Task details: In the data below, which lines hold "toolnamelen"? Copy every one.

Collected data:
*** Begin section ***

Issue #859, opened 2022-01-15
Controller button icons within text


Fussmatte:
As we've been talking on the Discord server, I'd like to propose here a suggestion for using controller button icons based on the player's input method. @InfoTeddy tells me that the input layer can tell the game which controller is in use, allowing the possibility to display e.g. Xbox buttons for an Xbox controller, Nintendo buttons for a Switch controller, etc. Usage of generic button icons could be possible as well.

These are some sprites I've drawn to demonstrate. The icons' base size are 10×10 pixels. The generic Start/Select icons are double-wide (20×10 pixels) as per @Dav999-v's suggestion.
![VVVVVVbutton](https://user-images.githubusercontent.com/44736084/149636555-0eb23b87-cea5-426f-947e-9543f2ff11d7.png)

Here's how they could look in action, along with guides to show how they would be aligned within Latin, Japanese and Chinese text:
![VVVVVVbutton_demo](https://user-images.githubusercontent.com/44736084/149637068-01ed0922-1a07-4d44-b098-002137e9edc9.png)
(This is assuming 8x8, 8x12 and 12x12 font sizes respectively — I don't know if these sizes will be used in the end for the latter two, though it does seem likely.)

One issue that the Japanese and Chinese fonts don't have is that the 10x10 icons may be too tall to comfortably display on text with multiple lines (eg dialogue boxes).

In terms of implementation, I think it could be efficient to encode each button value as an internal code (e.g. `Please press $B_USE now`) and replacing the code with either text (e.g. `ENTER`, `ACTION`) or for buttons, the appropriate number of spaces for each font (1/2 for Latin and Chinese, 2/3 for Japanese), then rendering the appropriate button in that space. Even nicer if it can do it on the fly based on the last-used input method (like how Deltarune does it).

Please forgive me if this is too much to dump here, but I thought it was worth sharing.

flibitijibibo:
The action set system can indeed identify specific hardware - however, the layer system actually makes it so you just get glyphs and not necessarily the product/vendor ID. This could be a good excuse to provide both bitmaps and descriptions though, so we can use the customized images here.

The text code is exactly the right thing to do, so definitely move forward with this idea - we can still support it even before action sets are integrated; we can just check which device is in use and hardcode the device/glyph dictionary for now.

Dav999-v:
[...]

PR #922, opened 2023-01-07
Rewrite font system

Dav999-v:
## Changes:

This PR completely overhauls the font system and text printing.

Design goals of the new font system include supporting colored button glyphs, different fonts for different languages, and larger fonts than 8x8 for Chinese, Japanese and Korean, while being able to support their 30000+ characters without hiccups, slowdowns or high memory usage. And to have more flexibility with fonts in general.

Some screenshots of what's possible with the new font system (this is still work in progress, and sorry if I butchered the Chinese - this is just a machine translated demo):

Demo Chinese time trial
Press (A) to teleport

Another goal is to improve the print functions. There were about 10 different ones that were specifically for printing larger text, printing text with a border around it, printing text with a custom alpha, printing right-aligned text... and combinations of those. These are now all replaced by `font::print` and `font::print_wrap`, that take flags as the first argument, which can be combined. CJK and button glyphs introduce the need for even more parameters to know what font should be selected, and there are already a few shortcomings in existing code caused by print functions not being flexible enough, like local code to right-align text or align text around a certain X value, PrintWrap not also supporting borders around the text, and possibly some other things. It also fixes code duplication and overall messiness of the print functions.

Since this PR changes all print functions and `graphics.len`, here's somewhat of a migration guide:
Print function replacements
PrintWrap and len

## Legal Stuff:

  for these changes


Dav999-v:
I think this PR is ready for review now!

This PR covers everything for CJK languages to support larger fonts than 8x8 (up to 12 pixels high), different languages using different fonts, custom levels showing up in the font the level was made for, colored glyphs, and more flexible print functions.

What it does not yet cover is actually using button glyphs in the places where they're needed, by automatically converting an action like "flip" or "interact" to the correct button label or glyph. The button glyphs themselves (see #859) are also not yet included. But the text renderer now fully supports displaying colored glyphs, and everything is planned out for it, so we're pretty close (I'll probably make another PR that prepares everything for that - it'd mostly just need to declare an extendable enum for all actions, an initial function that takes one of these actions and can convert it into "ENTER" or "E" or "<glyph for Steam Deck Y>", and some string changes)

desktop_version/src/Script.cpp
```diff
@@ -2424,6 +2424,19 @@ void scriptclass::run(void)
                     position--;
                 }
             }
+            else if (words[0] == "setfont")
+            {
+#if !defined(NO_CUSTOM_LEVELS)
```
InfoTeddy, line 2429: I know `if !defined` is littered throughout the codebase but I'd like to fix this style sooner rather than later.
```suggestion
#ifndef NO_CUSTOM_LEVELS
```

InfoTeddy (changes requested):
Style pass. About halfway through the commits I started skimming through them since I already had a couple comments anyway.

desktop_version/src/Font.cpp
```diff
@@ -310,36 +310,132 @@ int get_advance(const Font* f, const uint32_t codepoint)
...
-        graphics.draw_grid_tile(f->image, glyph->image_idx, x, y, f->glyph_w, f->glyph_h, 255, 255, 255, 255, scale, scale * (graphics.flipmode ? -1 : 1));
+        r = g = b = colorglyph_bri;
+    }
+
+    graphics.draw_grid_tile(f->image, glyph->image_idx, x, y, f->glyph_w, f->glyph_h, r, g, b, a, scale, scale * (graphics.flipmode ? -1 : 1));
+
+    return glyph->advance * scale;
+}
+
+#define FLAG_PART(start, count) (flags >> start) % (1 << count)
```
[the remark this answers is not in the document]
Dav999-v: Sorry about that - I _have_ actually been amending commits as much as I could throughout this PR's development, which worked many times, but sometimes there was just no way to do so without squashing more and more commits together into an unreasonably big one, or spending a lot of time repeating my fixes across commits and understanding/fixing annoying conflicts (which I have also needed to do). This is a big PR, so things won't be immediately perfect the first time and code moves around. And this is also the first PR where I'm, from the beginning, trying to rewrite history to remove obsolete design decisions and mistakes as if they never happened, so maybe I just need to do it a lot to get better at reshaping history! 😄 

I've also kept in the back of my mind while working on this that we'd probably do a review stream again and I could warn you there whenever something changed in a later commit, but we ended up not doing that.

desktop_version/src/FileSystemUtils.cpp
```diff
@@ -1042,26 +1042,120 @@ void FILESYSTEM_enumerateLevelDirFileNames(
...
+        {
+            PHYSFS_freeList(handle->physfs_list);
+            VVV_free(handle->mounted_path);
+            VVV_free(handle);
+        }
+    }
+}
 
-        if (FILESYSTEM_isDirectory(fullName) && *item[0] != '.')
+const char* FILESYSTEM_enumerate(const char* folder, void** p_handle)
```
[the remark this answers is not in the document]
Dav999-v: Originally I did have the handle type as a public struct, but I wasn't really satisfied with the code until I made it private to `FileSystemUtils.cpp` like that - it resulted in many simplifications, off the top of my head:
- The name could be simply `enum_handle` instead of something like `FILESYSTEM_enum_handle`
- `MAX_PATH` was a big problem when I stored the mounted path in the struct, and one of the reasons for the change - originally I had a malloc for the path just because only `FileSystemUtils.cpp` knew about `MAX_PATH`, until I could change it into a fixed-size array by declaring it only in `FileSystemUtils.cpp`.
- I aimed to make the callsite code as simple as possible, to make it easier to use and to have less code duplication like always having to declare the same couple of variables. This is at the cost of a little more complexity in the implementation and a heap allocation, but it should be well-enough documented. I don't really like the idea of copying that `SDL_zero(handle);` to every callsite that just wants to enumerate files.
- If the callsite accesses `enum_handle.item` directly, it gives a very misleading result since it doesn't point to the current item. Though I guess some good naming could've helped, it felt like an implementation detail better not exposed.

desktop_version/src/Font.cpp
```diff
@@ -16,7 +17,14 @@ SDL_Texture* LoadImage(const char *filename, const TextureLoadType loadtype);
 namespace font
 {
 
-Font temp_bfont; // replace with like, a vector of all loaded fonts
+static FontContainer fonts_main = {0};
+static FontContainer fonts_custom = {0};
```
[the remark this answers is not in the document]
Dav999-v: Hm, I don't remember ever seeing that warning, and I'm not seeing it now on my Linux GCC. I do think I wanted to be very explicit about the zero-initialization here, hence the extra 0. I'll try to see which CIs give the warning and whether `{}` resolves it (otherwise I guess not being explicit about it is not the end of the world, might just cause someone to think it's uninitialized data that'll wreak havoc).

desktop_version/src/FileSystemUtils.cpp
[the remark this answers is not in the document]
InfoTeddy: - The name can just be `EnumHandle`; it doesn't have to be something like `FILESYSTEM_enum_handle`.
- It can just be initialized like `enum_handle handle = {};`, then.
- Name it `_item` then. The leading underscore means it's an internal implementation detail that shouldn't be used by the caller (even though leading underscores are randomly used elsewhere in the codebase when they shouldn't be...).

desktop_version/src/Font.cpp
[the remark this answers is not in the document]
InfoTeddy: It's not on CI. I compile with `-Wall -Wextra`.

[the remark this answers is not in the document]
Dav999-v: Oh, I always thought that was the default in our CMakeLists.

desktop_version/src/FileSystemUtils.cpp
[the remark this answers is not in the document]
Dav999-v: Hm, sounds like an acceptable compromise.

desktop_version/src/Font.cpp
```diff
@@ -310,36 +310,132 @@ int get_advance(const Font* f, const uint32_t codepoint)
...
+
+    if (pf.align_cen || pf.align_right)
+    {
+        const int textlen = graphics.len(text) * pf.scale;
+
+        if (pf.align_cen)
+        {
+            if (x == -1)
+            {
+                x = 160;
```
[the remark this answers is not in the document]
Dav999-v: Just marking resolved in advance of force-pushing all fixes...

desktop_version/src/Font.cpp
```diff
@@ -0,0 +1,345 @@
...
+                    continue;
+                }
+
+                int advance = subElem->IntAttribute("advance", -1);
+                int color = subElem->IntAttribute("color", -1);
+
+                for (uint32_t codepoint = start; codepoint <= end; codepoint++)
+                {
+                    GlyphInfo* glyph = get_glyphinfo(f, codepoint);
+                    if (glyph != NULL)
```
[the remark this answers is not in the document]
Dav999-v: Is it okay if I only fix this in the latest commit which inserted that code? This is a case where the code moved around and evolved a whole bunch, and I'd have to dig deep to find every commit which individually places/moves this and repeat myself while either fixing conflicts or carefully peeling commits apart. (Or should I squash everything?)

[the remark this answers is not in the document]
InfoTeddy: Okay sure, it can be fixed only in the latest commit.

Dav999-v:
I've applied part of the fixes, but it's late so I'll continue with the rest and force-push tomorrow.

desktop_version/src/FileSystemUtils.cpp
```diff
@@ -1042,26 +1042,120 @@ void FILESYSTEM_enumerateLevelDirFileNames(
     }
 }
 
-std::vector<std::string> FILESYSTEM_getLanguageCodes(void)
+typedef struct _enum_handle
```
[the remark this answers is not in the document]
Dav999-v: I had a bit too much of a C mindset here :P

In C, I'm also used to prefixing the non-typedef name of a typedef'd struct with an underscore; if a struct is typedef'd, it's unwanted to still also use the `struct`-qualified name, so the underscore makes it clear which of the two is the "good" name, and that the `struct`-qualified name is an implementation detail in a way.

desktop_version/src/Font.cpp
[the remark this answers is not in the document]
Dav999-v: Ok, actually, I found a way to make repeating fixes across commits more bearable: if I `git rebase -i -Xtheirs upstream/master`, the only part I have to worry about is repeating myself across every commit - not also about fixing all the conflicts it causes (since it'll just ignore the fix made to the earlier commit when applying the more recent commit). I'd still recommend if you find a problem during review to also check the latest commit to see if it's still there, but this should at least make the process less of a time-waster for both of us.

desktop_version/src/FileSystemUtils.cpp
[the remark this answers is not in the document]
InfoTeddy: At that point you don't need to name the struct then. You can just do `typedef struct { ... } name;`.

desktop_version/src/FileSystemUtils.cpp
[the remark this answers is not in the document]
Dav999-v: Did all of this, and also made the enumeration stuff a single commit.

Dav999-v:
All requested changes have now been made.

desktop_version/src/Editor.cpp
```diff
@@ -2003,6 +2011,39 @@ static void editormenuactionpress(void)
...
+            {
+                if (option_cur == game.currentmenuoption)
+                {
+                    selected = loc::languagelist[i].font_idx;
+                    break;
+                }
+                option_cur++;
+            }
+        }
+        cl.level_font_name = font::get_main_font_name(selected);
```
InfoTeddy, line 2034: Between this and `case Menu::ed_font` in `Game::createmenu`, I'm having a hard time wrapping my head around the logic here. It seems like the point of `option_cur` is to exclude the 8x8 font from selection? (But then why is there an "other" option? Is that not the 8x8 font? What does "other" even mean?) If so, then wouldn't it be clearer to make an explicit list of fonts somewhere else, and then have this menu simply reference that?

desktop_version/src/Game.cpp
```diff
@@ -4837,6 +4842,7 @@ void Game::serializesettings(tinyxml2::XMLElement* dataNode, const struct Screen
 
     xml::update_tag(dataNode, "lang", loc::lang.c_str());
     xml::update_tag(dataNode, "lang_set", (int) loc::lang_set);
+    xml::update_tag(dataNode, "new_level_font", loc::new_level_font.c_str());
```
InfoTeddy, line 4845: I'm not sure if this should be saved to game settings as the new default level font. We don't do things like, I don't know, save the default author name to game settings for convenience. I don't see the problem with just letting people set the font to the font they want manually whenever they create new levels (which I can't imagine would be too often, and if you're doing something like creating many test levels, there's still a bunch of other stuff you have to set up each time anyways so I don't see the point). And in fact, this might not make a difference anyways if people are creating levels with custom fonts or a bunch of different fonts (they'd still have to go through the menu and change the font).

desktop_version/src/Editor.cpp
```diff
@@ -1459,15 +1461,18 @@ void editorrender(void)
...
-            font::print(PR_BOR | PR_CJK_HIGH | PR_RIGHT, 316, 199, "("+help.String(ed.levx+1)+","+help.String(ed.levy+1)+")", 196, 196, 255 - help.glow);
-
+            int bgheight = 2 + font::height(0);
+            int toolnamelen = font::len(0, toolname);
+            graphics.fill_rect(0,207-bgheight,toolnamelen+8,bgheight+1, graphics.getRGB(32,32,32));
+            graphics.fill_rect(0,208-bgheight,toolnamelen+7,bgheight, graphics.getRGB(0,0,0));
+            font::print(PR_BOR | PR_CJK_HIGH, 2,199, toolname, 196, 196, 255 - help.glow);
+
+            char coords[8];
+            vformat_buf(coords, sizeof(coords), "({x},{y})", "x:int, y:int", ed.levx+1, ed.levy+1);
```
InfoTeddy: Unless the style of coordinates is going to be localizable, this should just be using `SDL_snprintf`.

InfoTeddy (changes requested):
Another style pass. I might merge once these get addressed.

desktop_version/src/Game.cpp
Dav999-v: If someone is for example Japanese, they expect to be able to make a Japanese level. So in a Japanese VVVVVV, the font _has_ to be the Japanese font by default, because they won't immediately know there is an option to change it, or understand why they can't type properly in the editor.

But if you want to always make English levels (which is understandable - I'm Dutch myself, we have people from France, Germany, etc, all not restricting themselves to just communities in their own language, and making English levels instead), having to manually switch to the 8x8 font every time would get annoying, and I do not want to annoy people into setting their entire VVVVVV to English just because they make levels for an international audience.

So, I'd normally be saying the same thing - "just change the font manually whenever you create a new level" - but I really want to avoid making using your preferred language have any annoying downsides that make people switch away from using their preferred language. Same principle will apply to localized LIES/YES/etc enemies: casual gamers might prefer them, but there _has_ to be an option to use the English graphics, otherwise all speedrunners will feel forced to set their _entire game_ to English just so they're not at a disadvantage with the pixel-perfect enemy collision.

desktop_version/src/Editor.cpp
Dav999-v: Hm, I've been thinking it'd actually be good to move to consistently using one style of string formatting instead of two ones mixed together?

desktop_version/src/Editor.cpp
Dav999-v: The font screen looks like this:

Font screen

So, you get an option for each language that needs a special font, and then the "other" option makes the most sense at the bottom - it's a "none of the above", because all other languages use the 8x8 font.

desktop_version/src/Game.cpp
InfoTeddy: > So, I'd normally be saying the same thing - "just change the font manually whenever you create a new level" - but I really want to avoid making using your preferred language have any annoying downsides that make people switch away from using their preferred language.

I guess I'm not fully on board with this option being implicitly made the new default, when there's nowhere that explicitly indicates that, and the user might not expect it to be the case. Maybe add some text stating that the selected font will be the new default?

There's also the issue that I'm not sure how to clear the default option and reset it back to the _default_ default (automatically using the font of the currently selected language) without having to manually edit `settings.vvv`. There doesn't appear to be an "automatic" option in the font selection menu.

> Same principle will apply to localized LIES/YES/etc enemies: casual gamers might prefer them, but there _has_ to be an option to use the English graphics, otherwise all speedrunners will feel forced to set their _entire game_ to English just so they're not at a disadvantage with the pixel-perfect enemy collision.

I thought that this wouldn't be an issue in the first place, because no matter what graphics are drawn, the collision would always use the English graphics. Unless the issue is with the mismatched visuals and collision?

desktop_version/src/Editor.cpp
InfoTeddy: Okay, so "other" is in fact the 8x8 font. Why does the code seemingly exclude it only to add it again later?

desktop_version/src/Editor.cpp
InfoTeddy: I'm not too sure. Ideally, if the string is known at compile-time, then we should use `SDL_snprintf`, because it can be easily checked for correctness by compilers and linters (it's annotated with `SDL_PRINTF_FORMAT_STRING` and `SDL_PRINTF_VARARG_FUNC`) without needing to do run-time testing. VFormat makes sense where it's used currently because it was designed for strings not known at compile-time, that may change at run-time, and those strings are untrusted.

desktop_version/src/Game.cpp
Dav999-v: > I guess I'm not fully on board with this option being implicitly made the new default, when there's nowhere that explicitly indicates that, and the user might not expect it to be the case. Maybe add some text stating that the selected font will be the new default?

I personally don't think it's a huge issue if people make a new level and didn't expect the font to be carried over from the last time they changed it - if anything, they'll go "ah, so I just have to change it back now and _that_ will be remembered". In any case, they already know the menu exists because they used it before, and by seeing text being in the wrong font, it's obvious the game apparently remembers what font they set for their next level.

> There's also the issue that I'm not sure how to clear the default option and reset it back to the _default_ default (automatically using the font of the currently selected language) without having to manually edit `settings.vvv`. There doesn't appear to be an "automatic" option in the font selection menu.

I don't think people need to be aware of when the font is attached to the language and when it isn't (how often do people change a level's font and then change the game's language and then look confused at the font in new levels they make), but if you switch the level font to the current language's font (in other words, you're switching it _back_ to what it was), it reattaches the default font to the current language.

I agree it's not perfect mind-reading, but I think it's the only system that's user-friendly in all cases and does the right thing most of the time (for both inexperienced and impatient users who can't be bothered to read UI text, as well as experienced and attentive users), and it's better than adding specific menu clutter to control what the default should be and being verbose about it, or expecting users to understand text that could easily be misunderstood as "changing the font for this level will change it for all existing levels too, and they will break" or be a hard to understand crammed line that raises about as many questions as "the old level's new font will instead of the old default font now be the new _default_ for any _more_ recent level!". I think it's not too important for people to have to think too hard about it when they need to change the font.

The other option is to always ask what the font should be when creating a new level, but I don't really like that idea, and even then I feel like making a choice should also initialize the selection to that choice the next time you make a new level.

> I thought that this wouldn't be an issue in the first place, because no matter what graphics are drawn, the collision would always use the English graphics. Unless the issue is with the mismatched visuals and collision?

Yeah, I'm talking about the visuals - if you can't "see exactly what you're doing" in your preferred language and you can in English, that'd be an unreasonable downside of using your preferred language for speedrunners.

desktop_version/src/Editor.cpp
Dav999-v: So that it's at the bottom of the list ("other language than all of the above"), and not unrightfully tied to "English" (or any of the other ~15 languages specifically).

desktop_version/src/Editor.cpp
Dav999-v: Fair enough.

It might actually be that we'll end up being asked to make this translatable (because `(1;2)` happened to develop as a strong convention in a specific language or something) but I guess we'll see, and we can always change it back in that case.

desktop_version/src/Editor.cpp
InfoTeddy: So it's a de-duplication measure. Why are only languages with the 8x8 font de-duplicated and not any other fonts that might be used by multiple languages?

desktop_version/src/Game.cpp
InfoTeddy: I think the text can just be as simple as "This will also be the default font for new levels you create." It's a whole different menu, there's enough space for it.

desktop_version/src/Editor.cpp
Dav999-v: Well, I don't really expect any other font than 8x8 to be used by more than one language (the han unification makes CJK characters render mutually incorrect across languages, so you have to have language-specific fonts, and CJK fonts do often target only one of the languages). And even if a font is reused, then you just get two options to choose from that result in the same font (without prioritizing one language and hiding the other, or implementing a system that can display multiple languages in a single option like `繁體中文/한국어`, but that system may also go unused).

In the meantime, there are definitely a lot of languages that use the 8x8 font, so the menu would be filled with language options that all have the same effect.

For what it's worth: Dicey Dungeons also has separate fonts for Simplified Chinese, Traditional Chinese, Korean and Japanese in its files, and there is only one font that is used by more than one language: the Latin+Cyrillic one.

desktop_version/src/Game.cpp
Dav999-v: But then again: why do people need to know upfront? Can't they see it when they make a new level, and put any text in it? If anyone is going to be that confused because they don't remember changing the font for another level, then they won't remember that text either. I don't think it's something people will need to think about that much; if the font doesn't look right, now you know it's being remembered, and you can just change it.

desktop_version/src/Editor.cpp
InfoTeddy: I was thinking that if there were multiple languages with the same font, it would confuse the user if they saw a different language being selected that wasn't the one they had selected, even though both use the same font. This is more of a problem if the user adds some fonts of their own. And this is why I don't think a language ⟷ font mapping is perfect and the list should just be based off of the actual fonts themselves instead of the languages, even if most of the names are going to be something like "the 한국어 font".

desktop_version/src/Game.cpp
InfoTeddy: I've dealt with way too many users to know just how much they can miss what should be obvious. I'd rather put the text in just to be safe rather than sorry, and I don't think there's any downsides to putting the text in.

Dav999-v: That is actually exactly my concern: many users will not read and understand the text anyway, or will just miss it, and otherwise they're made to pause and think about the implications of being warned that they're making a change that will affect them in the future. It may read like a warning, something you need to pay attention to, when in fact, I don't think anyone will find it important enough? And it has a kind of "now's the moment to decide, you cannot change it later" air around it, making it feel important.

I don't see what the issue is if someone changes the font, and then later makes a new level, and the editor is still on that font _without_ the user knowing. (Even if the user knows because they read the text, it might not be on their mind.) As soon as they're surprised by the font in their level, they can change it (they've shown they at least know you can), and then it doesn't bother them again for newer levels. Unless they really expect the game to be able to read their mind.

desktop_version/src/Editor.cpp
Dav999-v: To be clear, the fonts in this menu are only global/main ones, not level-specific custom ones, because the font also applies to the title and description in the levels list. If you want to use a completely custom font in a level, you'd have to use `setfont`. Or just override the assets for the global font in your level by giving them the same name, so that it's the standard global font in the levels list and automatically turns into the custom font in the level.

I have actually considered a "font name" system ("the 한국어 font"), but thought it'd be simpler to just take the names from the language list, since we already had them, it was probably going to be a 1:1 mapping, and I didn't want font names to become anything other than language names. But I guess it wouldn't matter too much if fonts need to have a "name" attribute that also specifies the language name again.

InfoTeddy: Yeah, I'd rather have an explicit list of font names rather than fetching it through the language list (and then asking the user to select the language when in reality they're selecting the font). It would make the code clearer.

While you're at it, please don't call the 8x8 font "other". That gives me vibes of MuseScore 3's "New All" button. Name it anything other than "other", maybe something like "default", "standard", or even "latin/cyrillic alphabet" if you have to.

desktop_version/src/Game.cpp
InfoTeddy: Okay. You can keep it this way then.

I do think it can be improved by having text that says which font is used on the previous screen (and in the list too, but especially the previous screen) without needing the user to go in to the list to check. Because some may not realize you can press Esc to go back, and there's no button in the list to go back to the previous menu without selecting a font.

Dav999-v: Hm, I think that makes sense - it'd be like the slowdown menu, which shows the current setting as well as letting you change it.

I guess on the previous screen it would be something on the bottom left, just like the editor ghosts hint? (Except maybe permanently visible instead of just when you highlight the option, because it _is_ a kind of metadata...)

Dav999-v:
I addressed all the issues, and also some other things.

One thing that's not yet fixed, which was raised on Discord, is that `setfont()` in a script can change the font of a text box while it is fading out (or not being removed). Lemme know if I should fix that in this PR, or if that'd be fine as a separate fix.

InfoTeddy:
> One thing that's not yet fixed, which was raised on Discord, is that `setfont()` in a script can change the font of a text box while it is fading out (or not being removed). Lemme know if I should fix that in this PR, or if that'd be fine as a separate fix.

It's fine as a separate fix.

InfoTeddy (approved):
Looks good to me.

*** End section ***

Exercise output:
+            int toolnamelen = font::len(0, toolname);
+            graphics.fill_rect(0,207-bgheight,toolnamelen+8,bgheight+1, graphics.getRGB(32,32,32));
+            graphics.fill_rect(0,208-bgheight,toolnamelen+7,bgheight, graphics.getRGB(0,0,0));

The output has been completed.